PR #517, opened 2019-06-10
[terra-clinical-item-view] Updated misleading documentation

### LINKED ISSUE #513: [terra-clinical-item-view] Update misleading 'displays' documentation
# Bug Report
Update misleading displays documentation\

## Description
The displays proptype documentation is vague about the acceptable values elements for the component, as a result consumers mistakenly pass invalid elements. Should be updated to mention that in order to function properly displays should only be terra-clinical-item-display's.

https://github.com/cerner/terra-clinical/blob/master/packages/terra-clinical-item-view/src/ItemView.jsx#L39

pranav300:
### Summary
Updated terra-clinical-item-view misleading `children` documentation.
Resolves #513

### DIFF
--- a/packages/terra-clinical-item-view/src/ItemView.jsx
+++ b/packages/terra-clinical-item-view/src/ItemView.jsx
@@ -36,7 +36,7 @@ const propTypes = {
    */
   endAccessory: PropTypes.node,
   /**
-   * An array of react display elements to be presented.
+   * An array of  terra-clinical-item-display's to be presented.
    */
   displays: PropTypes.arrayOf(PropTypes.element),
   /**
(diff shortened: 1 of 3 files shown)


packages/terra-clinical-item-view/src/ItemView.jsx
```diff
@@ -36,7 +36,7 @@ const propTypes = {
    */
   endAccessory: PropTypes.node,
   /**
-   * An array of react display elements to be presented.
+   * An array of terra-clinical-item-display's to be presented.
    */
   displays: PropTypes.arrayOf(PropTypes.element),
```
yuderekyu: if that's the case, should we scope prop type validation to the component too?
```suggestion
   displays: PropTypes.arrayOf(PropTypes.instanceOf(ItemDisplay),
```

PR #522, opened 2019-06-20
Resolve known WCAG 2.1 AA issues

bjankord:
### Summary
Resolve known WCAG 2.1 AA issues


packages/terra-clinical-data-grid/src/DataGrid.jsx
```diff
@@ -1051,7 +1051,7 @@ class DataGrid extends React.Component {
       >
         <div
           role="button"
-          aria-hidden
+          aria-label="Navigate to date grid"
```
bjankord: Need to get translations for these strings.

jmsv6d:
```suggestion
          aria-label="Navigate to data grid"
```

bjankord: Translations should be coming this Friday

PR #528, opened 2019-07-03
Removes legacy react contexttypes and uses formatmessage from react-intl.

lokesh-0813:
### Summary
Few packages which were interfacing with legacy react `contexttypes` are removed. Now the packages use an abstraction like `formatMessage` to interface with `injectIntl`.

Solves : #523


packages/terra-clinical-onset-picker/CHANGELOG.md
```diff
@@ -3,6 +3,10 @@ ChangeLog
 
 Unreleased
 ----------
+### Changed
+* Removed react legacy `contexttypes`.
+* Updated the component with `formatMessage` to interface with `react-intl`.
```
nramamurth: I think you meant to say `injectIntl` here.

lokesh-0813: I will have it updated. Thank you.

packages/terra-clinical-onset-picker/src/OnsetPicker.jsx
```diff
@@ -85,6 +86,11 @@ const propTypes = {
    * Whether or not the legend is visible. Use this props to hide a legend while still creating it on the DOM for accessibility.
    */
   isLegendHidden: PropTypes.bool,
+
+  /**
+   * The intl object containing translations. This is retrieved from the context automatically by injectIntl.
```
bjankord: We should add the @private syntax so this doesn't show up in the generated prop-types documentation.
```suggestion
   * @private
   * The intl object containing translations. This is retrieved from the context automatically by injectIntl.
```

bjankord:
I'm talking with the team about this update and will post back once I have some consensus on the direction we want to go with this.

bjankord:
@lokesh-0813 Talked about this with @ryanthemanuel. The plan is to move forward with `injectIntl` in the places that you've identified where it doesn't make sense to use `<FormattedMessage />`

lokesh-0813:
Sticking to `injectIntl` since `formattedMessage` does not make sense.

PR #529, opened 2019-07-08
[terra-clinical-header] Update styles

yuderekyu:
### Summary
Update styles to better align with action-header. Add two theme variables to control height.


packages/terra-clinical-header/CHANGELOG.md
```diff
@@ -8,6 +8,10 @@ Unreleased
 
 ### Changed
```
StephenEsser: This isn't a result of this pull request, but here are two unique changed sections now under unreleased. Would you mind cleaning them up?

packages/terra-clinical-header/CHANGELOG.md
```diff
@@ -8,6 +8,10 @@ Unreleased
...
 * Update wdio spec to use Terra.describeViewports
+* Remove absolute positioning from title container
+* Add new theme variables for height
+** --terra-clinical-header-height
+** --terra-clinical-header-subheader-height
```
StephenEsser: These changes might make more sense under an "Added" section. Which ever section they end up in they might need a different syntax:

image

yuderekyu: updated https://github.com/cerner/terra-clinical/pull/529/commits/9bccacf8d5d239e892137d748dfbd6ec47a0039f

packages/terra-clinical-header/CHANGELOG.md
yuderekyu: updated https://github.com/cerner/terra-clinical/pull/529/commits/3977fc628ed9333cc59b80ad72038ce2c500b58d

packages/terra-clinical-header/CHANGELOG.md
```diff
@@ -3,12 +3,18 @@ ChangeLog
...
 ----------
-### Changed 
-* Replaced inline stylings for terra-dev-site components with .scss files
-
 ### Changed
+* Replaced inline stylings for terra-dev-site components with .scss files
 * Update wdio spec to use Terra.describeViewports
 
+### Added
+* Add new theme variables for height
```
mjhenkes: Should we do a pr to the dark theme and consumer theme repo before we add these?

yuderekyu: I'll open one for consumer. I can't speak for radiology, but judging from the pull request @bjankord opened in their space, they'd prefer to handle changes themselves.

@cwalten @PseudoFaux should I create a pull request?

yuderekyu: Actually, consumer doesn't theme any clinical components

mjhenkes: open one up for radiology, we mis-understood their pr process and they accepted the change.

mjhenkes: On review of the themes, it seems like we're fine to go forward without prs

yuderekyu: The theme does not define theme variables for css custom attributes that use default values. We'll let radiology handle this change if they want a different height.

PR #912, opened 2023-08-30
[terra-clinical-item-view] Add property to separate by row or column when in two column layout

RayGunY:
### Summary

**What was changed:**

- Added a `trueColumn` prop that defaults to true. When it is set to false it reverts to handling two column layout like it was before the changes in this [PR](https://github.com/cerner/terra-clinical/pull/897). This means the screenreader will read out left to right, up to down. Also resizing/truncation/overflow will behave slightly differently (like it was working before) than trueColumn view because displays are being handled by row.
- Added some styling changes to truncated content when it is in true two column view. There was a truncation issue when the ItemView itself didn't have isTruncated set to true but the ItemDisplays passed in did have isTruncated set. Added a check for the displays to see if isTruncated is set on them and if so then to use the truncated two column styling class. Added screenshots below to show the difference. 
- Added several tests for the above behavior of the different potential cases of left, right, or both having truncated displays. 
- I also pulled out some of the logic in the larger methods into their own smaller methods for readability. 

**Why it was changed:**
So that users can have the option to use the old layout/handling for two column in case the new changes break anything for them. Also to fix truncation behavior for partial truncation. 

### Testing

This change was tested using:

- [x] WDIO
- [x] Jest
- [ ] No tests are needed

### Reviews

- [x] UX review
- [x] Accessibility review
- [ ] Functional review

### Additional Details

**This PR resolves:**

UXPLATFORM-9563 

---
VO and JAWs Readouts:

https://github.com/cerner/terra-clinical/assets/40574651/4c30caa5-f941-43f0-8a47-feaf33c7304e

https://github.com/cerner/terra-clinical/assets/40574651/55c5a034-6207-45db-8d1d-15761cdfcb37

True two column resizing behavior is the same as before (truncated and not truncated):

https://github.com/cerner/terra-clinical/assets/40574651/f2ee3018-f2b8-44c4-b0bb-25ab3af8f078

https://github.com/cerner/terra-clinical/assets/40574651/ee82d925-5ccb-4971-bd3c-e00b7cc9cfd1

This is the partial truncation issue I fixed:

Before
partial_truncation_before

After
partial_truncation_after


packages/terra-clinical-item-view/tests/wdio/item-view-spec.js
```diff
@@ -35,10 +48,19 @@ Terra.describeViewports('Clinical Item View', ['tiny', 'small', 'medium', 'large
...
 
 Terra.describeViewports('Clinical Item View', ['enormous'], () => {
-  it('with the full example truncated - one truncated', () => {
+  it('with truncation', () => {
     browser.url('/raw/tests/terra-clinical-item-view/clinical-item-view/overflow-displays-item-view');
 
-    Terra.validates.element('with truncation in one column', { selector: '#ItemView-one-wrap' });
-    Terra.validates.element('with truncation in two columns', { selector: '#ItemView-two-wrap' });
+    Terra.validates.element('with truncation in one column', { selector: '#ItemView-one-truncate' });
+    Terra.validates.element('with truncation in two columns', { selector: '#ItemView-two-truncate' });
```
RayGunY, line 55: Noticed that previously this was not actually pointing to the tests for truncated content. So any of the 'with truncation in one column' or 'with truncation in two columns' snapshots are going to be changed for good reason.

RayGunY: Also some of the 'with word wrap' images have changed a bit as well - just the sizing of that image has changed but not the actual word wrap/overflow behavior. I will post recordings in the description to show this.

packages/terra-clinical-item-view/src/terra-dev-site/doc/clinical-item-view/clinicalItemView.1.doc.mdx
```diff
@@ -37,6 +38,10 @@ import ItemView from 'terra-clinical-item-view';
     title="ItemView - Two Column Layout"
     description="When including icons as part of an '<ItemView.Display />'', it is recommended to use the iconAlignment='inline' prop for best alignment and wrapping with the text."
 />
+<ItemViewTwoColumnByRow
+    title="ItemView - Two Column Layout By Row"
+    description="When the `trueColumn` prop is set to `false` the displays are split two at a time into rows which are stylized to look like columns instead of true columns. So the ItemView is formatted to look like columns but programatically it's handled by row."
```
chenyixuan625, line 43: nit: Same for the `programmatically`

packages/terra-clinical-item-view/src/ItemView.jsx
```diff
@@ -216,8 +261,21 @@ const renderView = (displays, layout, emphasis, overrideDefaultStyling) => {
...
+  const displaysSlice = displays.slice(0, 8);
+
+  for (let i = 0; i < displaysSlice.length; i += 1) {
+    if (displaysSlice[i].props.isTruncated === true) {
+      return true;
+    }
+  }
+
+  return false;
+};
```
chenyixuan625, line 274: Looks like this function is specifically used for the truncated fix. Do we want to add some basic JS unit tests on this function?

packages/terra-clinical-item-view/src/ItemView.jsx
```diff
@@ -120,26 +125,65 @@ const defaultEmphasisContentClassesFromIndexes = (rowIndex, rowCount) => {
...
+
+const renderRow = (row, rowIndex, rowCount, emphasis) => {
+  const rowKey = rowIndex;
+  return (
+    <div className={cx('row')} key={rowKey}>
+      {row.map((display, displayIndex) => {
+        const displayKey = displayIndex;
+        const contentClasses = classesForContent(rowIndex, rowCount, displayIndex, emphasis);
+        return (
+          <div className={cx(contentClasses)} key={displayKey}>
```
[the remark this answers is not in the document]
RayGunY: We could but I keep seeing places (even in this same file) that have been setting it explicitly as a key then passing it in. I figured I would follow the existing pattern in these methods - unless we go change the others.

packages/terra-clinical-item-view/src/ItemView.jsx
```diff
@@ -120,26 +125,65 @@ const defaultEmphasisContentClassesFromIndexes = (rowIndex, rowCount) => {
...
+};
+
+const renderRow = (row, rowIndex, rowCount, emphasis) => {
+  const rowKey = rowIndex;
+  return (
+    <div className={cx('row')} key={rowKey}>
+      {row.map((display, displayIndex) => {
+        const displayKey = displayIndex;
+        const contentClasses = classesForContent(rowIndex, rowCount, displayIndex, emphasis);
+        return (
```
vinaybhargavar, line 177: nit: Can we add a new line before `return` for readability?

RayGunY: [14c6495](https://github.com/cerner/terra-clinical/pull/912/commits/14c6495877fe6eba310beae0211922b7cfbcec50)

packages/terra-clinical-item-view/src/terra-dev-site/doc/clinical-item-view/clinicalItemView.1.doc.mdx
RayGunY: [400fc6d](https://github.com/cerner/terra-clinical/pull/912/commits/400fc6dbe82c75e34d3d09ec6d5ce2e191aa2a2c)

packages/terra-clinical-item-view/src/ItemView.jsx
```diff
@@ -26,9 +26,13 @@ const AccessoryAlignments = {
 
 const propTypes = {
   /**
-   * The column layout in which to present the displays. One of `oneColumn`, `twoColumn`.
+   * The visual column layout in which to present the displays. One of `oneColumn`, `twoColumn`.
    */
   layout: PropTypes.oneOf(['oneColumn', 'twoColumns']),
+  /**
+  * Determines whether the displays are programatically separated by row or as true columns when layout is set to `twoColumns`.
```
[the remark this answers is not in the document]
RayGunY: [400fc6d](https://github.com/cerner/terra-clinical/pull/912/commits/400fc6dbe82c75e34d3d09ec6d5ce2e191aa2a2c)

packages/terra-clinical-item-view/src/ItemView.jsx
RayGunY: Ok I went ahead and added a test that should cover this in it: [6fa2823](https://github.com/cerner/terra-clinical/pull/912/commits/6fa2823ad1ab1ee7520979b0f21fd904e32d92b9)

Other related test: [b97a66a](https://github.com/cerner/terra-clinical/pull/912/commits/b97a66a708c12b1e2de898b3296cc26432099523)

chenyixuan625 (approved):

vinaybhargavar (approved):

RayGunY:
@eawww @sycombs @sdadn this is ready to be looked at when you have a chance

eawww (approved):

packages/terra-clinical-item-view/src/ItemView.jsx
```diff
@@ -26,9 +26,13 @@ const AccessoryAlignments = {
 
 const propTypes = {
   /**
-   * The column layout in which to present the displays. One of `oneColumn`, `twoColumn`.
+   * The visual column layout in which to present the displays. One of `oneColumn`, `twoColumn`.
    */
   layout: PropTypes.oneOf(['oneColumn', 'twoColumns']),
+  /**
+  * Determines whether the displays are programmatically separated by row or as true columns when layout is set to `twoColumns`.
+  */
```
sycombs, line 34: If the value of `trueColumn` affects screenreader behavior, can we add that to this description?

sdadn:
How does this affect existing behavior? Will this change be passive?

packages/terra-clinical-item-view/src/ItemView.jsx
RayGunY: sure thing: [ec3f4ef](https://github.com/cerner/terra-clinical/pull/912/commits/ec3f4efe61e2a311b363a0ffb3f2e0fd079cd9bc)

RayGunY:
> How does this affect existing behavior? Will this change be passive?

This is essentially adding back old code to make sure we maintain an option for passivity. When this new prop is false it will revert to using the logic we had before the most recent two column accessibility updates.

RayGunY:
> > How does this affect existing behavior? Will this change be passive?
> 
> @sdadn This is essentially adding back old code to make sure we maintain an option for passivity. When this new prop is false it will revert to using the logic we had before the most recent two column accessibility updates.

@sdadn tagging again, just want to make sure you saw my response

sycombs (approved):

packages/terra-clinical-item-view/src/ItemView.jsx
```diff
@@ -173,31 +220,32 @@ const renderColumn = (displayGroup, displayGroupIndex, emphasis, overrideDefault
...
-
-      if (count % 2 === 0) {
-        secondaryColumn.push(displaysSlice.splice(0, 1));
-      } else {
-        primaryColumn.push(displaysSlice.splice(0, 1));
+    if (trueColumn) {
+      displayGroups = twoColumnGrouping(displaysSlice);
+    } else {
+      while (displaysSlice.length) {
+        displayGroups.push(displaysSlice.splice(0, 2));
```
sdadn, line 237: Isn't this pushing the same array information to the array multiple times?

packages/terra-clinical-item-view/tests/wdio/item-view-spec.js
```diff
@@ -1,12 +1,19 @@
 Terra.describeViewports('Clinical Item View', ['tiny', 'small', 'medium', 'large', 'huge', 'enormous'], () => {
-  it('with one column displays', () => {
+  it('with displays', () => {
```
sdadn, line 2: I know this is following the previous sentence structure, but since we are updating these, we should reword these so it reads as a sentence starting with "it". E.g. "It renders with with displays" or any other more appropriate descriptor.

sdadn:
> @sdadn This is essentially adding back old code to make sure we maintain an option for passivity. When this new prop is false it will revert to using the logic we had before the most recent two column accessibility updates.

The old logic should be the default for passivity. A few consumers reported the recent updates causing issues. Though the question is if swapping the defaults breaks more or less consumers 😅.

sdadn:
> @sdadn This is essentially adding back old code to make sure we maintain an option for passivity. When this new prop is false it will revert to using the logic we had before the most recent two column accessibility updates.

@RayGunY The old logic should be the default for passivity. A few consumers reported the recent updates causing issues. Though the question is if swapping the defaults breaks more or less consumers 😅.

packages/terra-clinical-item-view/src/ItemView.jsx
RayGunY: No, splice removes the first two displays from displaysSlice and pushes them together to displayGroups. So each time it's taking the top two off and pushing them. It's the same logic that was being used previously.

So displayGroups would look like [[display 1, display 2], [display 3, display 4], [display 5, display 6], [display 7, display 8]]. And by the end displaysSlice would be empty

RayGunY:
> > @sdadn This is essentially adding back old code to make sure we maintain an option for passivity. When this new prop is false it will revert to using the logic we had before the most recent two column accessibility updates.
> 
> @RayGunY The old logic should be the default for passivity. A few consumers reported the recent updates causing issues. Though the question is if swapping the defaults breaks more or less consumers 😅.

I understand what you're saying Saad. @Scott what do you think? I thought we wanted to push people towards using the new logic but have the option to keep the old logic for passivity.

mjpalazzo:
@RayGunY - The conflict between passivity and accessibility is the challenge we are facing. Because consumers have not made their accessibility updates yet, I think we need to go with the passive approach and emphasize in the accessibility guide that consumers must enable the prop when they are remediating for accessibility. Other thoughts?

RayGunY:
> @RayGunY - The conflict between passivity and accessibility is the challenge we are facing. Because consumers have not made their accessibility updates yet, I think we need to go with the passive approach and emphasize in the accessibility guide that consumers must enable the prop when they are remediating for accessibility. Other thoughts?

@mjpalazzo that works for me, just wasn't sure which is the bigger priority in this case. I can go ahead and change the default to use the old logic.

packages/terra-clinical-item-view/tests/wdio/item-view-spec.js
RayGunY: sure thing, [cf417ee](https://github.com/cerner/terra-clinical/pull/912/commits/cf417ee24335fd1281d4babcd523b431e82945ea)

RayGunY:
@sdadn prop default changes have been made here: https://github.com/cerner/terra-clinical/pull/912/commits/456b749ede38e1f2d1741e66ad02ac79b6269292

packages/terra-clinical-item-view/CHANGELOG.md
```diff
@@ -2,6 +2,9 @@
 
 ## Unreleased
 
+* Added
+  * Added `trueColumn` prop so consumers can choose whether to separate displays in the two column layout by row or by column.
```
sdadn, line 6:
```suggestion
  * Added `trueColumn` prop to toggle between displaying in a two column layout by row or by column.
```

packages/terra-clinical-item-view/src/ItemView.jsx
```diff
@@ -26,9 +26,16 @@ const AccessoryAlignments = {
...
 const propTypes = {
   /**
-   * The column layout in which to present the displays. One of `oneColumn`, `twoColumn`.
+   * The visual column layout in which to present the displays. One of `oneColumn`, `twoColumn`.
    */
   layout: PropTypes.oneOf(['oneColumn', 'twoColumns']),
+  /**
+  * Determines whether the displays are programmatically separated by row or as true columns when layout is set to `twoColumns`.
+  * Screenreaders will read `trueColumn` displays from top to bottom, one column at a time.
+  * However, this prop defaults to false and therefore the screenreader will read the displays in both columns together, left to right, one row at a time.
```
sdadn, line 35:
```suggestion
  * However, this prop defaults to `false` and therefore the screenreader will read the displays in both columns together, left to right, one row at a time.
```

packages/terra-clinical-item-view/src/ItemView.jsx
```diff
@@ -26,9 +26,16 @@ const AccessoryAlignments = {
...
+  * For accessibility purposes it is recommended to set trueColumn to true.
```
sdadn, line 36:
```suggestion
  * For accessibility purposes it is recommended to set trueColumn to `true`.
```

packages/terra-clinical-item-view/src/ItemView.jsx
sdadn: Ah right, `spice` mutates the original array as opposed to `slice`. +1

packages/terra-clinical-item-view/src/terra-dev-site/doc/example/ItemViewTwoColumnByRow.jsx
```diff
@@ -0,0 +1,14 @@
+import React from 'react';
+import IconBriefcase from 'terra-icon/lib/icon/IconBriefcase';
+import IconPerson from 'terra-icon/lib/icon/IconPerson';
```
sdadn, line 3: We can update these to use the new named exports introduced in https://github.com/cerner/terra-core/pull/3915.

sdadn:
We should probably have an example/code snippet where `trueColumn=false` and maybe compares it with `trueColumn=true` to highlight the differences.

RayGunY:
> We should probably have an example/code snippet where `trueColumn=false` and maybe compares it with `trueColumn=true` to highlight the differences.

@sdadn I believe I already have something that should cover that here: https://github.com/cerner/terra-clinical/pull/912/files#diff-d43cc843d972ecc662a6ef6a0bd194724cf3d97c03658812c7a0f855e209d881R41

The other two column examples on the page are all with trueColumn=true

packages/terra-clinical-item-view/CHANGELOG.md
RayGunY: Fixed: https://github.com/cerner/terra-clinical/pull/912/commits/abe1feec60bf2b34abcc990db0c2964416740638#diff-019a0d835127f70f44b926383f7f9ca20fa8848183637b56a0fe47a22104b394R6

packages/terra-clinical-item-view/src/ItemView.jsx
RayGunY: https://github.com/cerner/terra-clinical/pull/912/commits/abe1feec60bf2b34abcc990db0c2964416740638#diff-a09eb4a886b729c86a83daac740d9a14a92e66fe733a7a907899150b7fdae956R35

packages/terra-clinical-item-view/src/ItemView.jsx
RayGunY: https://github.com/cerner/terra-clinical/pull/912/commits/abe1feec60bf2b34abcc990db0c2964416740638#diff-a09eb4a886b729c86a83daac740d9a14a92e66fe733a7a907899150b7fdae956R36

packages/terra-clinical-item-view/src/terra-dev-site/doc/example/ItemViewTwoColumnByRow.jsx
RayGunY: https://github.com/cerner/terra-clinical/pull/912/commits/abe1feec60bf2b34abcc990db0c2964416740638#diff-8a154576b72d3f91339b6cfa473a6c31078e664975dd661f3f49febe659a5ba4R2

sdadn:
> > We should probably have an example/code snippet where `trueColumn=false` and maybe compares it with `trueColumn=true` to highlight the differences.
> 
> @sdadn I believe I already have something that should cover that here: https://github.com/cerner/terra-clinical/pull/912/files#diff-d43cc843d972ecc662a6ef6a0bd194724cf3d97c03658812c7a0f855e209d881R41
> 
> The other two column examples on the page are all with trueColumn=true

Ah I missed that. Looks good then!

sdadn (approved):

PR #915, opened 2023-09-08
Add Workspaces to project

kenk2:
### Summary

**What was changed:**
Add workspaces to project.

**Why it was changed:**
To keep up with NPM changes.

### Testing

This change was tested using:

- [ ] WDIO
- [ ] Jest
- [x] No tests are needed

### Reviews

- [ ] UX review
- [ ] Accessibility review
- [ ] Functional review

### Additional Details

**This PR resolves:**

UXPLATFORM-XXXX 

---

@cerner/terra


packages/terra-clinical-data-grid/tests/jest/__snapshots__/DataGrid.test.jsx.snap
```diff
@@ -3369,10 +3369,10 @@ exports[`getDerivedStateFromProps correctly applies the theme context className
             className="main"
           >
             <Scroll
-              className="normalizer"
+              className="normalizer orion-fusion-theme"
```
kenk2, line 3372: I am actually not sure why this needs to be updated, but apparently we were never injecting our themes into the datagrid component from lerna before this? Upgrading to lerna v6 apparently requires us to do this.

sdadn: This is not related to lerna, it's due to a dependency generating updated html (likely terra-content-container in this case)

sdadn (approved):

adoroshk (approved):

PR #924, opened 2023-10-06
[terra-clinical-item-view] Fix for null item displays

trandrew1023:
### Summary

**What was changed:**
* Error is thrown when null `displays` prop is passed in, added check (didn't use ? here for readability)
* Error is also thrown when `displays` contains a null item display in the array and a check was added as well

**Why it was changed:**
* Consumers sometimes pass in null to `displays` prop and get an error with the latest changes

### Testing

This change was tested using:

- [x] WDIO
- [x] Jest
- [ ] No tests are needed

Before:
image

After:
image

### Reviews

- [ ] UX review
- [ ] Accessibility review
- [ ] Functional review

### Additional Details

**This PR resolves:**

UXPLATFORM-9711

---

@cerner/terra


adoroshk (approved):

smason0:
Based on the referenced defect, it sounds like the issue seen by the consumer is around `displays` containing null values, rather than the `displays` itself being null (although we should also guard against this). The consuming app breaks when trying to reference the props from the displays array value.

sycombs (approved):

trandrew1023:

= = = = = = =

Filter the listing by the string "selector"; copy each matching line.

-    Terra.validates.element('with truncation in one column', { selector: '#ItemView-one-wrap' });
-    Terra.validates.element('with truncation in two columns', { selector: '#ItemView-two-wrap' });
+    Terra.validates.element('with truncation in one column', { selector: '#ItemView-one-truncate' });
+    Terra.validates.element('with truncation in two columns', { selector: '#ItemView-two-truncate' });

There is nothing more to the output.